I asked him to do the 5-questions interview with at least five people. He did it, and as I predicted, it was very rewarding and also very educational.
Before you can contemplate doing a thought experiment, you need to be exposed to how and what other people think and say about you. It’s an invaluable step shifting out of your fixed and stuck place of your own mind.
I am contemplating creating a “contest” for those of you who are willing to follow suit.
You ask five people, and you document it in writing, and submit it to me.
I will reward you something that has real world value: books, cd’s, dvd’s… stuff I can’t take to the new country with me.
I have hundreds.
All of you. You will have to give me some money to ship it… All tangible goods. Spring Chi Gong, marketing books, marketing courses, copywriting courses, hundreds.
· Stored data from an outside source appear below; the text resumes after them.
PR #4527, opened 2025-11-09
Resolve CLocalization / CGUI memory leaks

Lpsd:
Raised in Discord https://canary.discord.com/channels/801330706252038164/801411628600000522/1436840277175308299

CEGUI wasn't being properly cleaned up when GUI recreated (on locale and skin change).
We also have no reason to store 'old locales' in the map in CLocalization, so these are cleared up automatically

### DIFF
--- a/Client/core/CLocalization.cpp
+++ b/Client/core/CLocalization.cpp
@@ -41,7 +41,7 @@ CLocalization::CLocalization(const SString& strLocale, const SString& strLocaleP
 
 CLocalization::~CLocalization()
 {
-    // m_LanguageMap now uses unique_ptr so cleanup is automatic
+    m_pCurrentLang = nullptr;
 }
 
 //
--- a/Client/core/CLocalization.cpp
+++ b/Client/core/CLocalization.cpp
@@ -41,10 +41,7 @@ CLocalization::CLocalization(const SString& strLocale, const SString& strLocaleP
 
 CLocalization::~CLocalization()
 {
-    for (auto iter : m_LanguageMap)
-    {
-        delete iter.second;
-    }
+    // m_LanguageMap now uses unique_ptr so cleanup is automatic
 }
 
 //
@@ -99,29 +96,32 @@ void CLocalization::SetCurrentLanguage(SString strLocale)
 CLanguage* CLocalization::GetLanguage(SString strLocale)
 {
     strLocale = ValidateLocale(strLocale);
-    CLanguage* pLanguage = MapFindRef(m_LanguageMap, strLocale);
-    if (!pLanguage)
+    auto iter = m_LanguageMap.find(strLocale);
+    if (iter != m_LanguageMap.end())
     {
-        Language Lang = Language::from_name(strLocale);
-        Lang = Lang ? Lang : Language::from_name("en_US");
-
-        try
-        {
-            pLanguage = new CLanguage(m_DictManager.get_dictionary(Lang, MTA_LOCALE_TEXTDOMAIN), Lang.str(), Lang.get_name());
-            MapSet(m_LanguageMap, strLocale, pLanguage);
-        }
-        catch (const std::exception& ex)
-        {
-            WriteDebugEvent(SString("Localization failed to load dictionary for '%s': %s", strLocale.c_str(), ex.what()));
-            return (strLocale != "en_US") ? GetLanguage("en_US") : nullptr;
-        }
-        catch (...)
-        {
-            WriteDebugEvent(SString("Localization failed to load dictionary for '%s': unknown error", strLocale.c_str()));
-            return (strLocale != "en_US") ? GetLanguage("en_US") : nullptr;
-        }
+        return iter->second.get();
     }
-    return pLanguage;
+
+    Language Lang = Language::from_name(strLocale);
+    Lang = Lang ? Lang : Language::from_name("en_US");
+
+    try
+    {
+        std::unique_ptr<CLanguage> pLanguage = std::make_unique<CLanguage>(m_DictManager.get_dictionary(Lang, MTA_LOCALE_TEXTDOMAIN), Lang.str(), Lang.get_name());
+        CLanguage* pLanguagePtr = pLanguage.get();
+        m_LanguageMap.emplace(strLocale, std::move(pLanguage));
+        return pLanguagePtr;
+    }
+    catch (const std::exception& ex)
+    {
+        WriteDebugEvent(SString("Localization failed to load dictionary for '%s': %s", strLocale.c_str(), ex.what()));
+        return (strLocale != "en_US") ? GetLanguage("en_US") : nullptr;
+    }
+    catch (...)
+    {
+        WriteDebugEvent(SString("Localization failed to load dictionary for '%s': unknown error", strLocale.c_str()));
+        return (strLocale != "en_US") ? GetLanguage("en_US") : nullptr;
+    }
 }
 
 //
--- a/Client/gui/CGUI_Impl.cpp
+++ b/Client/gui/CGUI_Impl.cpp
@@ -330,28 +330,31 @@ bool CGUI_Impl::GetGUIInputEnabled()
             break;
         case INPUTMODE_NO_BINDS_ON_EDIT:
         {
-            CEGUI::Window* pActiveWindow = m_pTop->getActiveChild();
-            if (!pActiveWindow || pActiveWindow == m_pTop || !pActiveWindow->isVisible())
+            if (m_pTop)
             {
-                return false;
-            }
-            if (pActiveWindow->getType() == "CGUI/Editbox")
-            {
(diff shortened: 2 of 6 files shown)


Client/gui/CGUI_Impl.h
```diff
@@ -361,4 +364,7 @@ class CGUI_Impl : public CGUI, public CGUITabList
     bool         m_HasSchemeLoaded;
     SString      m_CurrentSchemeName;
     CElapsedTime m_RenderOkTimer;
+    const char*  m_currentSkin;
```
Dutchman101: Pointer never used, and uninitialized

Client/gui/CGUI_Impl.cpp
```diff
@@ -144,8 +144,17 @@ CGUI_Impl::~CGUI_Impl()
...
+void CGUI_Impl::CreateRootWindow()
+{
+    // Create dummy GUI root
+    m_pTop = reinterpret_cast<CEGUI::DefaultWindow*>(m_pWindowManager->createWindow("DefaultWindow", "guiroot"));
+    m_pSystem->setGUISheet(m_pTop);
+}
+
 void CGUI_Impl::SetSkin(const char* szName)
 {
+    m_currentSkin = szName;
```
Dutchman101: Unused 'm_currentSkin'

Client/gui/CGUI_Impl.cpp
```diff
@@ -165,9 +174,8 @@ void CGUI_Impl::SetSkin(const char* szName)
     // Destroy any windows we already have
     CEGUI::WindowManager::getSingleton().destroyAllWindows();
 
-    // Create dummy GUI root
-    m_pTop = reinterpret_cast<CEGUI::DefaultWindow*>(m_pWindowManager->createWindow("DefaultWindow", "guiroot"));
-    m_pSystem->setGUISheet(m_pTop);
+    // Clean up CEGUI - this also re-creates the root window
+    Cleanup();
```
Dutchman101, line 176: Double window destruction > Dangling pointer/UAF
(See line 175)

Client/gui/CGUI_Impl.cpp
```diff
@@ -1797,3 +1805,22 @@ CEGUI::Window* CGUI_Impl::GetMasterWindow(CEGUI::Window* wnd)
...
+            m_pWindowManager->destroyAllWindows();
+
+        // Clear redraw structures that may reference old elements
+        m_RedrawQueue.clear();
+        m_RedrawRegistry.clear();
+
+        // Recreate the root window (destroyed above via destroyAllWindows)
+        CreateRootWindow();
+    }
+    catch (...) {}
```
Dutchman101: Swallowing everything in `Cleanup()` > hides bugs, **'s debugging

Client/core/CLocalization.cpp
```diff
@@ -41,10 +41,7 @@ CLocalization::CLocalization(const SString& strLocale, const SString& strLocaleP
 
 CLocalization::~CLocalization()
 {
-    for (auto iter : m_LanguageMap)
```
Dutchman101, line 44: `m_pCurrentLang` became dangling (and a potential UAF).. you didn't account for it in the destructor after converting to unique_ptr. If accessed between destructing `m_LanguageMap` and `m_DictManager`, you will also have an UAF.

Client/gui/CGUI_Impl.cpp
```diff
@@ -165,9 +174,8 @@ void CGUI_Impl::SetSkin(const char* szName)
     // Destroy any windows we already have
```
Dutchman101: `m_pTop` UAF + race condition.. line 174-177 are executing it while invalid. Becomes valid again at line 178: Cleanup()

Dutchman101 (changes requested):

Client/gui/CGUI_Impl.cpp
Lpsd: lines 174-177 only contain the destroyAllWindows call which you mentioned as duplicated. Where exactly is the UAF

Client/gui/CGUI_Impl.cpp
Lpsd: I have no idea what you mean by "swallowing everything and hiding bugs", we're ensuring windows get cleared up where they previously were not. Can you elaborate on how this screws with debugging?

Client/core/CLocalization.cpp
Lpsd: became dangling, or was already dangling? I didn't touch m_pCurrentLang

Client/gui/CGUI_Impl.cpp
Lpsd: now I've cleared up the duplicate call, can you explain where the UAF or race condition is here? 

Considering when calling `Cleanup`, the object contained within `m_pTop` is destroyed on the CEGUI side (when calling `m_pWindowManager->destroyAllWindows()`) and we immediately re-allocate `m_pTop` with a new window in `CreateRootWindow()` ?

Client/gui/CGUI_Impl.cpp
Lpsd: Cleaned up the duplicate call, but again please can you explain where exactly the UAF or dangling pointer is here?

Client/core/CLocalization.cpp
Dutchman101: > became dangling, or was already dangling? I didn't touch m_pCurrentLang

@Lpsd

The old code manually deleted all CLanguage* objects.. `m_pCurrentLang` pointed to one of those objects. With the old manual deletion it was already dangling, but that didnt really matter because the destrctor was about to finish anyways.

You went from manual deletion to unique_ptr. When m_LanguageMap destructs, it destroys all of the unique ptr objects, but m_pCurrentLang still points to one of them

Between line 42 (destructor starts) and when m_LanguageMap destructs (line 44), m_pCurrentLang points to valid memory. After m_LanguageMap destructs, m_pCurrentLang becomes dangling

If anything touches m_pCurrentLang during shutdown, there you got it.

Client/gui/CGUI_Impl.cpp
Dutchman101: > Considering when calling `Cleanup`, the object contained within `m_pTop` is destroyed on the CEGUI side (when calling `m_pWindowManager->destroyAllWindows()`) and we immediately re-allocate `m_pTop` with a new window in `CreateRootWindow()` ?

@Lpsd 

Yes, you re-allocate it. But there's a window of time where m_pTop points to freed memory. That's the UAF. That you eventually fix it doesn't prevent what can happen during the destruction.

1. Line 174: destroyAllWindows() - destroys old windows, m_pTop becomes dangling

2. Line 175-177: Create new window, m_pTop now points to valid memory again
3.Later, line 178: Call Cleanup()

4. Inside Cleanup(): destroyAllWindows() - destroys the window m_pTop is pointing to
5. m_pTop is now dangling but hasn't been updated yet

6. Still inside Cleanup(): CreateRootWindow() - creates new window and assigns to m_pTop

Between step 4 and step 6, m_pTop is dangling.

Access m_pTop during that timeframe (event handlers, callbacks, other threads), there you have it, UAF

About the race condition: CGUI can fire events during window destruction. If any code tries to access m_pTop during the destroyAllWindows() call, it's reading freed memory

Client/gui/CGUI_Impl.cpp
Dutchman101: > I have no idea what you mean by "swallowing everything and hiding bugs", we're ensuring windows get cleared up where they previously were not. Can you elaborate on how this screws with debugging?

@Lpsd 

`catch (...) {}`:
This catches every possible exception and does nothing

What could go wrong inside Cleanup():

CleanDeadPool() throws
destroyAllWindows() throws
CreateRootWindow() throws
Memory allocation fails
CEGUI has an internal error

Furthermore, effects on debugging:

No log entry saying "Cleanup() failed"
No exception message explaining what broke
No stack trace to follow
Continues with potentially corrupted state
You get a crash 5 minutes later in completely unrelated code

Client/gui/CGUI_Impl.cpp
Dutchman101: > Cleaned up the duplicate call, but again please can you explain where exactly the UAF or dangling pointer is here?

@Lpsd 

The UAF is in Cleanup(). After destroyAllWindows() frees the window m_pTop points to, there's a gap before CreateRootWindow() creates a new one. During that gap, m_pTop points to freed memory. If any code touches m_pTop (callbacks, event handlers, redraw code), you get your UAF.

If you do `m_pTop = nullptr`, it won't point to freed memory.

Dutchman101 (approved):

Dutchman101:
All code reviews were addressed, and we worked together on some remaining minor issues.
Heap profiling confirmed the leak is fixed, nice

You get one…
Or if you have enough stuff but need some service from me… I probably can cut a deal with you that will make you feel like you hit the lottery.
Here is the famous exercise:
if you REALLY want to know what your loved ones think of you, how they see you, there is this really great interview you can do. you have to be COMPLETELY OPEN AND WILLING to hear their honest responses. you ask them these 5 questions and let them know they can be totally honest and you won’t freak out or get defensive. you have to listen actively but without reacting. Write down what they say, verbatim, the mind will forget!
1. what do you like about me?
2. what don’t you like about me?
3. what do you see as my strengths?
4. what do you see as my weaknesses?
5. is there anything else you’ve ever wanted to say to me?
if you are up for it, it can be a pretty AMAZING experience. very enlightening.